My research group also offers consultancy services in the following areas:
Design and analysis of floating systems
Motion response characterization of floating systems
Application of AI and ML techniques for Ocean Engineering problems
All consulting work will be operated through Industrial Consultancy and Sponsored Research (IC&SR), IIT Madras
NTPC Floating Power Plants - Ramagundam and Kayamkulam (December 2020)
Currently, our group is providing consultancy services to Adtech Systems Limited - an Engineering, Procurement and Construction (EPC) firm involved in the development of floating solar power plants for NTPC (National Thermal Power Corporation). This project involves the development of large floating blocks to harness solar power from the water reservoirs of NTPC. We are currently performing third party validations for the design of two modules within these floating blocks - one at Ramagundam and the other at Kayamkulam.

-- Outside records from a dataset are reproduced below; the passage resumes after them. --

PR #1528, opened 2020-11-04
Update v2 from master

unbeatable-101:
Is the redesign still being worked on?


jasonlong:
The redesign has stalled out and is very much out of date. There's not much use trying to merge this at this point.

pedrorijo91:
thank you for trying to help @unbeatable-101 , but as @jasonlong said at this point there's not much advantage on doing this and spending time solving conflicts until we are sure we are going to proceed with the redesign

Det Norske Veritas (DNV), Houston, TX, USA (2016)
During discussions with DNV, an idea was proposed to calculate nonlinear pressures around the hull and map them to a mooring program to enable true dynamic coupling between hydrodynamic program SIMDYN and the mooring program OrcaFlex. Although this discussion did not materialize into a project, the research work to enable mapping of pressure from SIMDYN to other programs was completed. The proposal presentation can be accessed here.

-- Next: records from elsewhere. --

PR #1531, opened 2020-11-09
Create Dependabot configuration

HonkingGoose:
## Changes:

- Create a basic Dependabot config

## Context:

Hi @peff, I thought I would just make a pull request, and see what you think.

I've turned on Dependabot on my fork with a "boilerplate" config, so that you can see how that would work: https://github.com/HonkingGoose/git-scm.com/pulls

I can tune the bot to be less spammy and use a schedule that fits with your requirements.
Can you please answer the questions I've listed below?

## Questions:

1. Want me to tune down the frequency of update checks? It runs on Mondays trough Fridays now (once per day), but you could also only run it once a week or once a month.
1. I could also limit the maximum number of open pull requests, so that you only get more pull requests once you merge the existing ones.
1. Do you care about what time of day Dependabot runs?
1. Do you want Dependabot to assign a specific person(s) to the pull request?
1. Do you want Dependabot to ask a specific person(s) for a review?
1. Do you want a label for each type of dependency (this is the default setting if you don't do anything), or do you just want a generic "dependency" label instead?
1. What type of commit message should Dependabot use?
1. What versioning strategy should Dependabot use? [Dependabot docs on versioning strategy](https://docs.github.com/en/free-pro-team@latest/github/administering-a-repository/configuration-options-for-dependency-updates#versioning-strategy). I think because this is an "app"-type of repository, we should follow Dependabots advice and increase our versions instead of widening the range: 
> For apps, the version requirements are increased, for example: npm, pip and Composer.

## References:

[Full list of Dependabot config options](https://docs.github.com/en/free-pro-team@latest/github/administering-a-repository/configuration-options-for-dependency-updates)


peff:
Sorry to be so slow in response to this, but I wanted to dig into the fact that I thought we were _already_ running dependabot. And indeed, we just got a PR opened and merged at https://github.com/git/git-scm.com/pull/1542 (I'm not sure if you can see it or not now, since it was a security-restricted PR at least until it was merged).

The real issue is that dependabot is not able to untangle the dependency mess we're currently in. If somebody wanted to do that (hopefully as a one-time thing), then I think we could resume using the existing dependabot support via GitHub's security tab.

HonkingGoose:
> Sorry to be so slow in response to this, but I wanted to dig into the fact that I thought we were _already_ running dependabot. And indeed, we just got a PR opened and merged at #1542 (I'm not sure if you can see it or not now, since it was a security-restricted PR at least until it was merged).

I can see the PR you linked (#1542).

You're only running Dependabot for security updates, but you're not using it for regular updates.
I propose that the project is better off when the project updates on a regular basis:

- Updating on a regular basis usually makes it easier to apply future security patches, because the jump in versions is likely to be smaller if you're following along with the upstream changes.
- You know about upcoming breaking changes, because these are usually mentioned in the changelogs that Dependabot will allow you to read.
- You are now using stuff that the upstream project cares about, the old stuff is usually not given any care/thought after a newer version is released (exception: projects that maintain a LTS branch).

If you want to see what kind of things Dependabot can update for you, you can check my fork: https://github.com/HonkingGoose/git-scm.com/pulls

I do recommend that this project use Dependabot or another dependency manager bot, but it's up to you to decide if you like/hate that idea. 😄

American Bureau of Shipping (ABS), Houston, TX, USA (2014)
As a part of this project at ABS, I evaluated the theoretical accuracy and limitations of a design wave generation tool called PROFILES. This program generates short wave elevation time series that would in theory result in an extreme bending moment or shear force response corresponding to a user specified wave spectrum and probability of exceedance. The idea is that a 100 second wave profile from PROFILES can generate the extreme response corresponding to a specified probability of exceedance without the need to simulate multiple time histories. I studied and documented the theory behind the program and also performed extensive validation studies comparing PROFILES with the ABS in-house nonlinear time domain simulation tool. As a part of this investigation, the limitations of the program were shared with the Technology Research group of ABS.

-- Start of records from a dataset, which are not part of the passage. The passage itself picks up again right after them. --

Issue #1530, opened 2020-11-09
ProGit2 migration Asciidoctor 2.0.11 causing rendering issue with HTML build


HonkingGoose:
## Current behavior:

Monospaced text with gray highlights appearing in illogical places.

## Expected behavior:

Monospaced text with gray highlights are in logical places.

## Steps to reproduce:

1. Go to https://git-scm.com/book/en/v2/Git-Branching-Remote-Branches
1. Search for string `this is a bit` to go to the relevant parts.
1. See mono-spaced font and gray background apply to the wrong part of the sentences.

Also do:

1. Go to https://git-scm.com/book/en/v2/Git-Branching-Rebasing
1. Search for string `This basically says`
1. See sentence has bad monospaced font and gray background in illogical place.

## Context:

I first though I had done something wrong with the migration to Asciidoctor 2.0.11 in the source files at the ProGit2 repository. However it turns out that the ProGit2 HTML and PDF output are fine.

I think this is a problem with the `git-scm.com` HTML build process???

## Picture of bug on `git-scm` site:

![broken_quotes](https://user-images.githubusercontent.com/34918129/98528892-36c3f380-227d-11eb-8324-5148b21e17c3.png)

## ProGit2 PDF output:

![progit2_pdf_is_fine](https://user-images.githubusercontent.com/34918129/98530789-b357d180-227f-11eb-843e-cfa55e5b8a44.png)

## ProGit2 HTML output:

![progit2_html_output](https://user-images.githubusercontent.com/34918129/98531072-177a9580-2280-11eb-9a44-d7fa90ca8f02.png)

## Reference to original issue at ProGit2 repo:

See https://github.com/progit/progit2/issues/1557

HonkingGoose:
I think I found a possible cause, ProGit2 uses Asciidoctor `2.0.11`, but git-scm.com uses `2.0.10`.
I think that this might be fixed by upgrading your `Gemfile.lock` to use the newer version of Asciidoctor?

## Git-scm HTML build script:

https://github.com/git/git-scm.com/blob/master/lib/tasks/book2.rake

## Git-scm gemfile

https://github.com/git/git-scm.com/blob/master/Gemfile

## Git-scm gem lock file:

https://github.com/git/git-scm.com/blob/a52b716cfe0be5fbd37b31212311d2fdb461903f/Gemfile.lock#L41

## ProGit 2 gemfile:

https://github.com/progit/progit2/blob/master/Gemfile

[...]

PR #1532, opened 2020-11-11
book: remove force building in compat mode

jnavila:
The compatibility mode is detected from the form of the title of the
book. The compatibility mode is thus driven by the content to process.

addresses #1530


peff:
Yeah, I think this is worth doing, as it flips the "wrong" behavior from being the English version which we show by default, to any translations which haven't yet merged. We may want to provide a solution for those (or can ask that they do so themselves by setting the compat attribute themselves), but either way this is the correct base to build that on.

Floatec LLC, Houston, TX, USA (2013)
The objective of this project was to help Floatec improve the efficiency of their coupled motion analysis tool. Their coupled motion analysis consisted of two stages - a frequency domain analysis using in-house code HYDRO3 whose results (added mass, radiation damping, first and second order forcing) were utilized by the time domain tool ABASIM (combination of ABAQUS and MULTISIM) to simulate the nonlinear coupled motion of a platform/vessel. As the existing frequency domain hydrodynamic engine HYDRO3 was relatively slower than the commercial counterpart WAMIT, I was delegated the task of integrating WAMIT with ABASIM. Due to the significant differences in coordinate system orientations and conventions between WAMIT and ABASIM, I investigated the conventions of both softwares to come up with a transformation to convert WAMIT results into the ABASIM convention. Later I coded this transformation into a FORTRAN code to enable a easy transition between the two programs. The code was extensively validated by comparing the results of simulations of 100 year storm scenarios for both TLP and spar platforms between the older and the newer approaches.